Pada mulanya Hamzah Fansuri mempelajari ilmu tasawuf setelah menjadi anggota tarekat Qadiriyah yang didirikan oleh Syaikh Abdul Qadir Jailani. Pengaruh Hamzah Fansuri cepat tersebar di seluruh Nusantara terutama melalui pengajaran-pengajaran yang beliau berikan selama di perantauan ke berbagai tempat dan melalui karya- karyanya yang tersebar di seluruh Asia Tenggara. Murid-muridnya pun tersebar pula di mana-mana. 

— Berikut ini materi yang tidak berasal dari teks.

PR #2444, opened 2020-11-23
Added default locale for Site

troian88:
BroadleafCommerce/QA#3046
Now you can set the default locale per Site. Added locale selector on the general view of the Site in the admin panel.


riteshadhikari17:
Could you update this PR to target 6.2 instead of 6.1?

PR #2456, opened 2020-12-15
Replace const with var on js files to avoid minification issues

jetchegoyen:
BroadleafCommerce/QA#4294

Replace `const` with `var` on js files to avoid minification issues. 
As the current language to compile is ECMASCRIPT5, we cannot use some new features like const or let (since ES6).


troian88:
@jmitash Hello.
I tried to use this fix but received another error
Screenshot 2020-12-16 at 13 32 57
And one more thing. We have many 'const' declarations in the Enterprise module.


Maybe we should update the default ECMAScript version?

troian88 (approved):

PR #2465, opened 2021-01-04
Deproxy nested fields when reading field values

cade-rea:
When viewing a collection item in the admin, nested object fields are not read properly when loading the Entity for display. For instance, when viewing a CustomerAddress, the phone number fields do not populate with the saved data.

During the resolution of a field path (eg `address.phonePrimary.phoneNumber`), this patch will check if an object is a HibernateProxy and deproxy it. This allows the values from that object to populate the entity form.

QA Issue [4313](https://github.com/BroadleafCommerce/QA/issues/4313)


cja769 (approved):

admin/broadleaf-open-admin-platform/src/main/java/org/broadleafcommerce/openadmin/server/service/persistence/module/FieldManager.java
```diff
@@ -94,6 +95,10 @@ public Object getFieldValue(Object bean, String fieldName) throws IllegalAccessE
             if (field != null) {
                 field.setAccessible(true);
                 value = field.get(value);
+                
+                if (value instanceof HibernateProxy) {
```
danielcolgrove: No need to add this if check.  The HibernateUtils#deproxy() already does the check.

danielcolgrove (changes requested):

danielcolgrove (approved):

PR #2467, opened 2021-01-12
Decode validation string when xss protection is enabled

SunnyYu-98:
Decode product option validation string during product option value regex evaluation

**A Brief Overview**
Fixes https://github.com/BroadleafCommerce/QA/issues/4324

**Additional context**
HelpScout: https://secure.helpscout.net/conversation/1392821250/44564?folderId=4164930

### DIFF
--- a/core/broadleaf-framework/src/main/java/org/broadleafcommerce/core/order/service/ProductOptionValidationServiceImpl.java
+++ b/core/broadleaf-framework/src/main/java/org/broadleafcommerce/core/order/service/ProductOptionValidationServiceImpl.java
@@ -32,6 +32,7 @@ import org.broadleafcommerce.core.order.service.type.MessageType;
 import org.broadleafcommerce.core.workflow.ActivityMessages;
 import org.owasp.esapi.ESAPI;
 import org.springframework.beans.factory.annotation.Autowired;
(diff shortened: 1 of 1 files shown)


core/broadleaf-framework/src/main/java/org/broadleafcommerce/core/order/service/ProductOptionValidationServiceImpl.java
```diff
@@ -67,7 +67,9 @@ public Boolean validate(ProductOption productOption, String value) {
             throw new RequiredAttributeNotProvidedException(message, attributeName);
         } else {
             String validationString = productOption.getValidationString();
+            validationString = Boolean.parseBoolean(environment.getProperty("exploitProtection.xssEnabled", "false")) ? ESAPI.encoder().decodeForHTML(validationString) : validationString;
```
danielcolgrove: Let's pull the environment out to a property with an @Value annotation.  I believe environment.getProperty will force a propagated call to resolve the property each time.  So a DB call, property check, etc.  The exploitProtection.xssEnabled should not be changing at runtime so a once and done at class initialization should be good.

danielcolgrove (changes requested):

danielcolgrove (approved):

PR #2469, opened 2021-01-14
Update XSS Filter and Wrapper strip XSS logic

SunnyYu-98:
**Main Changes**
- Update `stripXSS` logic to use `ESAPI.encoder().encodeForHTML` instead of `ESAPI.validator(). getValidSafeHTML` so that input isn't completely removed
- Update `XssFilter` and `XssRequestWrapper` for easier client override

**A Brief Overview**
Fixes https://github.com/BroadleafCommerce/QA/issues/4328

**Additional context**
As I was providing the override classes for FlyWire as a hot fix, it was not easy to override the methods that I needed because they were all private. That's why I made the changes to make those methods protected.

`ESAPI.encoder().encodeForHTML` vs. `ESAPI.validator(). getValidSafeHTML`: 
- `encodeForHTML` simply encodes every special characters in user input, but `getValidSafeHTML` completely removes all input that is a XSS threat. Because of that, FlyWire was not able to use `\` in their product option input

### DIFF
--- a/common/src/main/resources/esapi/validation.properties
+++ b/common/src/main/resources/esapi/validation.properties
@@ -2,7 +2,7 @@
 # #%L
 # BroadleafCommerce Common Libraries
 # %%
-# Copyright (C) 2009 - 2016 Broadleaf Commerce
+# Copyright (C) 2009 - 2020 Broadleaf Commerce
 # %%
 # Licensed under the Broadleaf Fair Use License Agreement, Version 1.0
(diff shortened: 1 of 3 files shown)


SunnyYu-98:
Ran the following new approach by Jerry, PR updated accordingly:
- Use `ESAPI.validator().getValidInput` first using the custom validator rule and have the original logic as fall back

PR #2486, opened 2021-02-01
Fixed an issue where Customer updated on registration validation errors

StanislavFedorov:
https://github.com/BroadleafCommerce/QA/issues/4356


core/broadleaf-framework-web/src/main/java/org/broadleafcommerce/core/web/controller/account/BroadleafRegisterController.java
```diff
@@ -114,6 +114,8 @@ public String processRegister(RegisterCustomerForm registerCustomerForm, Binding
             }
             return StringUtils.isBlank(redirectUrl) ? getRegisterSuccessView() : "redirect:" + redirectUrl;
         } else {
+            //We need to detach Customer to avoid update Customer in DB QA#4356
```
oleksiimiroshnyk: guess, worth mentioning in the comment that customer was read from the db and is "attached to session", later CustomerStateFilter does order "unlock", where it starts transaction, and so on transaction commit session is flashed and changes to customer is persisted. for this case we need to detach customer from session. or somethign like that

oleksiimiroshnyk (approved):

PR #2504, opened 2021-04-06
Update default decimal value for locale

oleksiimiroshnyk:
- Update default decimal value for locale
BroadleafCommerce/QA#4410


danielcolgrove:
@oleksiimiroshnyk This approach will not work.  My recreation instructions were incomplete.  Multiple users across the various countries will all be working at the same time.  Icon uses multiple tabs - one for each country.  With this approach the locale set on the last call to buildPropertiesFromPolymorphicEntities is the only locale that will work.  The approach needs to be able to support multiple locales running at once.

oleksiimiroshnyk:
@danielcolgrove not quite following why this approach will not work.
This piece of code will be executed on each request, so if locale is correctly determined from the request that code will update default value in metadata for this request based on locale determined from the request. 
I tested:
opened a test site: locale is En, pressed add Order, then go back to list, switched locale to Fr and pressed add Order, switched back to En.
opened another tab with global admin, swithced locale to Fr, switched to test site, tried to add Order
in prev tab(with test siste and locale En) pressed add Order
I tried this couple of times in different combinations, looks like working fine.
Do you mean another some steps with multiple tabs ?

danielcolgrove:
It failed when I tested with the Icon code.  For Icon site is loaded in a separate tab.  I'll try to recreate with our code.  I do see on line 766 that the cache is referenced.  Perhaps that cache is flushed with we switch locale but that is not happening when they switch tabs.

danielcolgrove:
This does seem to be working now.

PR #86, opened 2018-03-08
Change in Smoothed Color Equation in Surface Tension

vikaskurapatibat:
Removed post loop of Smoothed Color Equation. If users don't want to smooth color in the problem, don't use Smoothed Color Equation.

### DIFF
--- a/pysph/sph/surface_tension.py
+++ b/pysph/sph/surface_tension.py
@@ -30,7 +30,7 @@ class SmoothedColor(Equation):
     particle.
 
     """
-    def __init__(self, dest, sources, smooth=False):
+    def __init__(self, dest, sources):
         self.smooth = smooth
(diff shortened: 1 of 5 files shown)


pysph/sph/surface_tension.py
```diff
@@ -18,34 +18,30 @@
...
+
         c_a = \sum_b \frac{m_b}{\rho_b} c_b^i \nabla_a W_{ab}\,,
 
     where, :math:`c_b^i` is the color index associated with a
     particle.
 
     """
-    def __init__(self, dest, sources, smooth=False):
-        self.smooth = smooth
+    def __init__(self, dest, sources):
```
prabhuramachandran: The `__init__` method can simply be removed in this case.

PR #88, opened 2018-03-09
Allow repeated helper functions.

prabhuramachandran:
Given the increasing number of helper functions used in equations, we
now generate the helper code better to prevent repeated definitions
resulting in compilation errors.  Equations can therefore be safely
repeated and can reuse existing helpers.


prabhuramachandran:
@sankasuraj -- this should be useful for you.  Will merge when the tests pass.

PR #91, opened 2018-04-11
Kernel Correction

sankasuraj:


pysph/examples/kernelcorrection_simulation.py
```diff
@@ -0,0 +1,90 @@
...
+    h_fluid = 2.0
+    gamma = 7.0
+    alp = 0.2
+    ro = 100.0
+    co = 10.0 * np.sqrt(2.0 * 9.81 * h_fluid)
+    dx = 0.05
+    hd = 1.5
+    h0 = dx * hd
+    dt = 0.3 * h0 / co
+    f, d = get_dam_geometry(dx, dx, hdx=hd, h_f=h_fluid, r_fluid=ro, r_tank=ro)
```
prabhuramachandran: Move this to the create_particles method.

pysph/sph/wc/kernel_correction.py
```diff
@@ -0,0 +1,175 @@
+from pysph.sph.equation import Equation
+from pysph.sph.wc.density_correction import gj_solve
+
```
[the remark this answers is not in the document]
sankasuraj: No need to import declare actually, so removed it

sankasuraj:
Using 0.1EPS instead of tol and also changed if N_NBRS>7 with a predefined factor for every problem

sankasuraj:
Ready for merging

pysph/sph/wc/crksph.py
```diff
@@ -0,0 +1,164 @@
...
+        x = d_x[d_idx]
+        y = d_y[d_idx]
+        z = d_z[d_idx]
+        h = d_h[d_idx]
+        i, j, k, s_idx, d = declare('int', 5)
+        alp, bet, gam, phi, psi = declare('int', 5)
+        xij = declare('matrix(3)')
+        dwij = declare('matrix(3)')
+        d = self.dim
+        tol = 1.0e-10
```
prabhuramachandran: Why this arbitrary number 1e-10?

pysph/examples/dam_break_2d.py
```diff
@@ -26,31 +32,40 @@
...
         self.hdx = 1.3
         group.add_argument(
             "--h-factor", action="store", type=float, dest="h_factor",
             default=1.0,
             help="Divide default h by this factor to change resolution"
         )
+        group.add_argument(
+            "--kernel-corr", action="store", type=str, dest='kernel_corr',
+            default='', help="Type of Kernel Correction"
+        )
```
prabhuramachandran: You can give a set of choices for this argument.  See this for example: https://github.com/pypr/pysph/blob/master/pysph/solver/application.py#L458

pysph/examples/dam_break_2d.py
```diff
@@ -146,7 +195,23 @@ def create_particles(self):
         if self.options.scheme == 'iisph':
             # the default position tends to cause the particles to be pushed
             # away from the wall, so displacing it by a tiny amount helps.
-            fluid.x += self.dx/4
+            fluid.x += self.dx / 4
+
+        # Adding extra properties for kernel correction
```
prabhuramachandran: Can these be added only if the correction is required instead of always?

pysph/sph/wc/kernel_correction.py
```diff
@@ -0,0 +1,198 @@
...
+            xij[0] = x - s_x[s_idx]
+            xij[1] = y - s_y[s_idx]
+            xij[2] = z - s_z[s_idx]
+            hij = (h + s_h[s_idx]) * 0.5
+            r = sqrt(xij[0] * xij[0] + xij[1] * xij[1] + xij[2] * xij[2])
+            KERNEL.gradient(xij, r, hij, dwij)
+            dw = sqrt(dwij[0] * dwij[0] + dwij[1] * dwij[1]
+                      + dwij[2] * dwij[2])
+            V = s_m[s_idx] / s_rho[s_idx]
+            if r >= 1.0e-09:
```
prabhuramachandran: How did you choose 1e-9?

pysph/sph/wc/kernel_correction.py
```diff
@@ -0,0 +1,198 @@
...
+            xij[2] = z - s_z[s_idx]
+            hij = (h + s_h[s_idx]) * 0.5
+            r = sqrt(xij[0] * xij[0] + xij[1] * xij[1] + xij[2] * xij[2])
+            KERNEL.gradient(xij, r, hij, dwij)
+            for i in range(n):
+                dwij1[i] = (dwij[i] - numerator[i] / den) / den
+            dw = sqrt(dwij1[0] * dwij1[0] + dwij1[1]
+                      * dwij1[1] + dwij1[2] * dwij1[2])
+            V = s_m[s_idx] / s_rho[s_idx]
+            if r >= 1.0e-09:
```
prabhuramachandran: Same here?

pysph/examples/dam_break_2d.py
sankasuraj: Added if conditions for each type of kernel correction

pysph/examples/dam_break_2d.py
sankasuraj: Modified this

pysph/sph/wc/crksph.py
sankasuraj: This is to prevent the denominator to be 0, changed this to 1.0e-12 to make it further small

pysph/sph/wc/kernel_correction.py
sankasuraj: This is to prevent r being 0, changed this to 1.0e-12.

pysph/sph/wc/kernel_correction.py
sankasuraj: Changed this too

sankasuraj:
Made the changes according to the comments and added doc string to crksph

prabhuramachandran:
@sankasuraj -- I just changed the code to use SPH_KERNEL as I have changed the API for that.  I will merge this once the tests pass.

prabhuramachandran:
@sankasuraj -- my major concern is that this code is not tested at all.  It will be nice to have a simple test case to ensure that all of these are functioning as desired.  Otherwise making any changes will have no effect.  For now I will merge this but this is worth thinking about.

PR #97, opened 2018-04-22
Pcisph

dineshadepu:
Dam break works with current implementation. Any additional cases will add in future.


dineshadepu:
By running pysph test gives stl module error.

prabhuramachandran:
@dineshadepu -- You need to add an `__init__.py` in `examples/pcisph` which is why the test is failing on appveyor.

PR #107, opened 2018-06-28
Shallow water equations

dileepmenon:
Added equations for solving shallow water problems. It consists of variable-h formulation, particle splitting/merging, bed surface discretization, SPH stabilization, bed friction, open boundary inflow/outflow, closed boundary treatment, etc.  Also added a particle array specific to the case of shallow water flows.


pysph/sph/swe/basic.py
```diff
@@ -0,0 +1,1677 @@
...
+        self.x_min = x_min
+        self.x_max = x_max
+        self.y_min = y_min
+        self.y_max = y_max
+        super(CheckForParticlesToSplit, self).__init__(dest, None)
+
+    def initialize(self, d_pa_to_split, d_idx):
+        d_pa_to_split[d_idx] = 0.0
+
+    def post_loop(self, d_idx, d_rho0, d_A, d_h, d_x, d_y, d_pa_to_split):
```
prabhuramachandran: You can do this in one step right in the initialize by setting the value to 1 if the condition satisfies and to 0 if not.  You then avoid an unnecessary loop!

pysph/sph/swe/basic.py
```diff
@@ -0,0 +1,1677 @@
...
+        if (d_A[d_idx] > self.A_max and d_h[d_idx] < self.h_max
+           and (self.x_min < d_x[d_idx] < self.x_max)
+           and (self.y_min < d_y[d_idx] < self.y_max)):
+            d_pa_to_split[d_idx] = 1
+
+
+class ParticleSplit(object):
```
prabhuramachandran: Where is this class used?  Why is this here?  If this is an example or something to test with, I am not sure it belongs here.  This file should generally be for equations.

pysph/sph/swe/basic.py
```diff
@@ -0,0 +1,1677 @@
...
+        """
+        self.pa_arr = pa_arr
+
+        # Ratio of mass of daughter particle located at center of hexagon to
+        # that of its parents mass
+        self.center_pa_mass_frac = 0.178705766141917
+
+        # Ratio of mass of daughter particle located at edge of hexagon to that
+        # of its parents mass
+        self.edge_pa_mass_frac = 0.136882287617319
```
prabhuramachandran: Why the term edge?  Why not just daughter?

pysph/sph/swe/basic.py
```diff
@@ -0,0 +1,1677 @@
...
+        return x.copy(), y.copy()
+
+    def _add_edge_pa_prop(self, h0_edge_pa, h_edge_pa, m_edge_pa, x_edge_pa,
+                          y_edge_pa, rho0_edge_pa, rho_edge_pa,
+                          u_prev_step_edge_pa, v_prev_step_edge_pa,
+                          alpha_edge_pa, parent_idx_edge_pa):
+        add_prop = {}
+        for prop in self.props:
+            if prop == 'm':
+                add_prop[prop] = m_edge_pa
```
prabhuramachandran: You can do this with a dictionary and looping instead of this messy and long list of conditions.

pysph/sph/swe/basic.py
```diff
@@ -0,0 +1,1677 @@
...
+    with shock capturing", Int. J. Numer. Meth. Fluids, 69 (2012), pp.
+    1377-1410
+
+    """
+    def __init__(self, dest, sources=None):
+        super(NonDimensionalDensityResidual, self).__init__(dest, sources)
+
+    def post_loop(self, d_psi, d_rho, d_rho_prev_iter, d_idx):
+        # Non-dimensional residual
+        d_psi[d_idx] = abs(d_rho[d_idx]-d_rho_prev_iter[d_idx]) \
```
prabhuramachandran: PEP8, space around operator `-`.

pysph/sph/swe/basic.py
dileepmenon: This class is used in the pre_step method in the example files, wherein an object of ParticleSplit class is instantiated and the method  do_particle_split() is called for particle splitting.

pysph/sph/swe/basic.py
dileepmenon: I have changed this to vertex_pa instead of edge_pa. There are actually daughter particles located at the center of the hexagon and vertices of the hexagon after splitting, so to distinguish between them I used these names.

dileepmenon:
Added the shallow water examples. Only the Tsunami case is left to be added. Have to fix the issue of particle clumping at the inlet boundary which is causing segmentation faults.

prabhuramachandran:
This is superseded by #256, thanks @dileepmenon.  I suspect there are some issues with the fixes I have made to get this working but those can be fixed later.  In any case, I will close this PR and merge #256 once the builds are clean.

Hamzah Fansuri tidak saja dikenal sebagai ulama tasawuf dan sastrawan terkemuka tetapi juga seorang perintis dan pelopor pembaharuan yang sangat besar bagi perkembangan kebudayaan Islam di Nusantara, khususnya di bidang kerohanian, keilmuan, filsafat, bahasa, dan sastra.

Di bidang keilmuan, Hamzah Fansuri telah mempelopori penulisan risalah tasawuf atau keagamaan yang demikian sistematis dan bersifat ilmiah. Sebelum karya-karya Hamzah Fansuri muncul, masyarakat Melayu mempelajari masalah-masalah agama, tasawuf, dan sastra melalui kitab-kitab yang ditulis dalam bahasa Arab dan Persia.

Hamzah Fansuri juga telah berhasil meletakkan dasar-dasar puitika dan estetika Melayu. Dasar-dasar puitika ini terekam dalam syair-syair Hamzah Fansuri yang diketahui tidak kurang dari 32 untaian. Syair ini dianggap sebagai syair Melayu pertama yang ditulis dalam bahasa Melayu, yaitu sajak empat baris dengan pola bunyi akhir a-a-a-a pada setiap barisnya. 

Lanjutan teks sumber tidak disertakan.